© 2020 JETIR November 2020, Volume 7, Issue 11 www.jetir.org (ISSN-2349-5162)
JETIR2011265 Journal of Emerging Technologies and Innovative Research (JETIR) www.jetir.org 932
SENTIMENT ANALYSIS ON BANGLA
YOUTUBE COMMENTS USING MACHINE
LEARNING TECHNIQUES
1
VEERANKI LAKSHMI DURGA,
2
A. MARY SOWJANYA
1
M.Tech,
2
Assistant Professor
Dept of CSSE, Andhra University College Of Engineering (A),
Visakhapatnam, AP, India.
Abstract: Sentiment Analysis (SA) is an opinion mining study analysing people’s opinions, sentiments, evaluations and appraisals towards
Societal entities such as products, services, individuals, organizations, events, etc. Of late, most of the research works on SA in natural language
processing (NLP) are focused on English language. However, it is noted that Bangla language does not have a proper dataset that is both large
and standard. As a result, recent research works with Bangla language in SA have fallen short to produce results that can be both comparable to
works done by others in other languages and reusable for further prospective research. In this work, a substantial textual dataset of both Bangla
and Romanized Bangla texts have been provided which is first of this kind and post-processed, multiple validated, and ready for SA
implementation and experiments. Further, in this project scraping video information from YouTube and validate the data samples into one
of three categories: positive (1), negative (0) and neutral. In this work used real-time analytics, simply means that data is analyzed
right after data becomes available. Real-Time Analytics can produce insights without any delay.
Keywords— Web-scraping; Bangla language; Romanized Bangla; Sentiment Analysis; Text blob
I.INTRODUCTION
Bangla is spoken as the first language by almost 200 million people worldwide, 160 million of whom are Bangladeshi [1].
Bangladeshi people are found to get increasingly involved in online activities such as - getting connected to friends and families through
social media, expressing their opinions and thoughts on popular micro-blogging and social networking sites, sharing opinions and
thoughts by means of comments on online news portals, doing online shopping through online marketplaces and other such applications.
However, it is becoming increasingly harder for such businesses to monitor and analyze market trends, especially when it is done by
analyzing the reaction of the customers on their products or services, due to less or no human-to-human interaction in such businesses.
Moreover, the task of going through comments and reviews from each individual customers and figuring out the sentiments within is
tedious and in some cases simply intractable, especially considering that - usually very high volume of data is generated very quickly in
this day and age of digital connectivity. Therefore, application of automated Sentiment analysis (SA)

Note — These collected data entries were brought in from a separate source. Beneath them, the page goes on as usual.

Issue #5787, opened 2025-09-01
KSP2 In-Process mode


souvlakias:
Implement an in-process mode for KSP2 to avoid using CLI calls.  

See also:
- https://github.com/com-lihaoyi/mill/pull/5768
- https://github.com/com-lihaoyi/mill/pull/5775#issuecomment-3237514164

Creating this issue in case you’ve already started working on it, @lefou. If not, I can try implementing it.

lefou:
@souvlakias I haven't started to work on it.

souvlakias:
Hi @lefou, should KSP be an external module like in the cases of `androidlib` (e.g., `hiltTransform`, `keytool`, `manifestMerger`)? In those cases, the tasks ultimately call `Jvm.callProcess`, which for our case seems to defeat the purpose of avoiding the CLI call.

Sentiment Analysis can play a vital role here for enhancing efficiency and productivity.SA is widely employed as a machine
learning application in many areas, and is known by many other terms e.g. opinion extraction, sentiment mining, opinion mining,
subjectivity analysis, emotion analysis, review mining, etc. Most of the research works found on SA are based on the English
language, while Bangla SA is still at a formative stage. An interesting work by Das and Bandyopadhyay [2] on subjectivity
detection included Bangla but it is not self-sufficient, as English is also needed. However, none of the works truly considered
Bangladesh's perspective. We need to consider not just standardized Bangla, but Banglish (Bangla words mixed with English
words) and Romanized Bangla. These three major types can again be loosely categorized in - good, standard, bad, wrong, totally
wrong, particular to specific location (almost arcane), etc., depending on the level of clarity, grammatical correctness,
meaningfulness, personal idiosyncrasies, impact of localization etc. Moreover, for the Romanized Bangla the added complexity is
due to the variation in transliteration between people who know English well and those who do not [3]. The reason, that no clear
standard is followed when 160 million Bangladeshi people write in any of the mentioned types, makes it all the more complicated
and challenging to work with.
In the recent past, Deep Learning methods, specifically recurrent model-based deep learning models have enjoyed a lot of
success in Natural Language Processing (NLP), compared to more traditional machine learning methods [4]. While there are
other approaches to SA, in this research we will concentrate exclusively on deep learning based techniques. Our key contributions
cover –
A Web-scraping of YouTube Bangla and Romanized Bangla text samples, where each sample was annotated by two adult
Bangla speakers.
Pre-processing the data in a way so that it is readily usable by researchers.
Application of deep recurrent models on the Bangla and Romanized Bangla text corpus.
Pre-train dataset of one label for another (and vice versa) to see if it gives better results.
The paper is organized as follows. In section 2, we discussed the background of our work and the works of others in the same
field that inspired and helped us in a way. In section 3, we discussed in details about the dataset that we used for our experiments.
Section 4 discusses the methodology and also includes the experimental setup for the deep recurrent models. Section 5 has all the
discussion about various results found from our experimentation, and lastly the article concludes with section 6.